Available data:
==========

PR #26540, opened 2021-10-16
Incomplete info in `linq` equals operator section

### LINKED ISSUE #24528: Incomplete / misleading info in LINQ `equals` operator documentation
Issue
--

At https://docs.microsoft.com/en-us/dotnet/csharp/language-reference/keywords/join-clause#the-equals-operator it states (emphasis mine):

>  The `equals` keyword can only be used in a `join` clause and it differs from the `==` operator in ***one important way***. With `equals`, the left key consumes the outer source sequence, and the right key consumes the inner source. The outer source is only in scope on the left side of `equals` and the inner source sequence is only in scope on the right side.

That is, it implies that there is only a single important difference between `==` and `equals`, and identifies that single difference as the scoping behavior.

However, that is *not* the only "important" (imo) difference. In particular, the following two differences are undocumented but very significant:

==========

The problem: From the listing, copy each line containing the word "important".

Result for this exercise:
>  The `equals` keyword can only be used in a `join` clause and it differs from the `==` operator in ***one important way***. With `equals`, the left key consumes the outer source sequence, and the right key consumes the inner source. The outer source is only in scope on the left side of `equals` and the inner source sequence is only in scope on the right side.
That is, it implies that there is only a single important difference between `==` and `equals`, and identifies that single difference as the scoping behavior.
However, that is *not* the only "important" (imo) difference. In particular, the following two differences are undocumented but very significant:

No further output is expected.